* _REQUIRED WORK_
Go through the entries below, tally each line with the string "langpack", and give the final number by itself.
[[ SUPPLIED RECORDS open ]]
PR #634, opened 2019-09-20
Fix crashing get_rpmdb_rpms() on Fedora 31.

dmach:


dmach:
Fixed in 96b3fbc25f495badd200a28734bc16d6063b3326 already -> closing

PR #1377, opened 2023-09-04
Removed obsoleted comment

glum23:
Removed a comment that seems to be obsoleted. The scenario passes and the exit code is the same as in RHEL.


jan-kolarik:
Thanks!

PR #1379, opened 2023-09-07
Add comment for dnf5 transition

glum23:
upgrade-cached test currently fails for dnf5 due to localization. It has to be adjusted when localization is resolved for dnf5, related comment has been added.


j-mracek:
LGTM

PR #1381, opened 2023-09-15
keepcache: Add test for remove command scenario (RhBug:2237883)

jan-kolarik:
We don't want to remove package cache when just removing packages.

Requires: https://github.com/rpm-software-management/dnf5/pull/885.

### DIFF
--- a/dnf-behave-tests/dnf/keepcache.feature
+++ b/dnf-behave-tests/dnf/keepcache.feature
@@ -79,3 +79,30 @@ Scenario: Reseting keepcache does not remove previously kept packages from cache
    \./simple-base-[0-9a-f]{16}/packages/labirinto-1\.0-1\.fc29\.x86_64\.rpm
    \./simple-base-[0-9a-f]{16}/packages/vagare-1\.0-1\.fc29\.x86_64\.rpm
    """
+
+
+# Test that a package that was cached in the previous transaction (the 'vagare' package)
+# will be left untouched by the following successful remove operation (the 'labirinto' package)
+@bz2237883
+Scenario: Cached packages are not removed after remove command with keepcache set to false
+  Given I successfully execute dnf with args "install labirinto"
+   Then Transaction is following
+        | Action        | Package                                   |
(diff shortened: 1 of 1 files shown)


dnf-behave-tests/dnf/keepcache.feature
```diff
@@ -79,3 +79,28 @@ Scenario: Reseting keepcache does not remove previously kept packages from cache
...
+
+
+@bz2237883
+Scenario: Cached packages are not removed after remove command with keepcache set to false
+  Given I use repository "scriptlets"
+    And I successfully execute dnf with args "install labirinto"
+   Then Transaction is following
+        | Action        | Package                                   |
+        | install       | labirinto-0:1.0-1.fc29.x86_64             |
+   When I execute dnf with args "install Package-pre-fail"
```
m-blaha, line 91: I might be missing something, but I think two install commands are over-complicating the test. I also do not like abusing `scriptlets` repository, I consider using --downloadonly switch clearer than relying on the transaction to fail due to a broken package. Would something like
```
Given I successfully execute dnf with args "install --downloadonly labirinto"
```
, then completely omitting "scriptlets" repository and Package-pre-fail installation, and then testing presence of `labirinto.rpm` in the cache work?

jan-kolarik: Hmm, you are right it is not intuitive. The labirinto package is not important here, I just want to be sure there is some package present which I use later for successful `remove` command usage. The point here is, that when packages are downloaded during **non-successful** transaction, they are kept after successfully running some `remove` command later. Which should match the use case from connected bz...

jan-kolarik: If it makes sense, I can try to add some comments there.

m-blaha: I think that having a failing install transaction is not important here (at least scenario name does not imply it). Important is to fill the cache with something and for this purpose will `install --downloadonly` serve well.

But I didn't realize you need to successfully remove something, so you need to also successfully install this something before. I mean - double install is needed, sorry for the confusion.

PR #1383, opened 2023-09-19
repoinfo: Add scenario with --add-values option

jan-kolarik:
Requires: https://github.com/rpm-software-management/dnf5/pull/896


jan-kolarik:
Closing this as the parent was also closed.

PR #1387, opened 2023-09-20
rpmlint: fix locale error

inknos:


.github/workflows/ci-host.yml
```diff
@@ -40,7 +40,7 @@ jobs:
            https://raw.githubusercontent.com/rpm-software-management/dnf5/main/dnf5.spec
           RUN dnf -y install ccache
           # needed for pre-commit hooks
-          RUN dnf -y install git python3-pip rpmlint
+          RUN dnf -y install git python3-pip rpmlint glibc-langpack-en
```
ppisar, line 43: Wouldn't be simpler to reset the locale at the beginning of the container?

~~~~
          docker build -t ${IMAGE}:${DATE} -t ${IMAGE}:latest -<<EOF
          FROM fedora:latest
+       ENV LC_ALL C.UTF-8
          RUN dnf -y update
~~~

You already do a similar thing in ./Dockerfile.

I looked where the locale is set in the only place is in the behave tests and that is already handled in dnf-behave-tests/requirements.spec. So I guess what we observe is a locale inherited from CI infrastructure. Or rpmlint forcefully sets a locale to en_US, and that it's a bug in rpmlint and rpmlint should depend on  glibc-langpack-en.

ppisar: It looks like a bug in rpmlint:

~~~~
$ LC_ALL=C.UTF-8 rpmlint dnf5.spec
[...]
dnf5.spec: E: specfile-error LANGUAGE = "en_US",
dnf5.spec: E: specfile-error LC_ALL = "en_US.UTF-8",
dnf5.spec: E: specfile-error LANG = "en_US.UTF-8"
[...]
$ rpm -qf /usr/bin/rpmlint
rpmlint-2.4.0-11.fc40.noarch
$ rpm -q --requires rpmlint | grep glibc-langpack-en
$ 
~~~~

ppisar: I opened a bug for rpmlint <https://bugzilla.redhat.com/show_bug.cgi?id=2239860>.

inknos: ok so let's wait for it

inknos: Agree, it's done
[[ SUPPLIED RECORDS closed ]]
* _SOLUTION FOR THIS EXERCISE_
3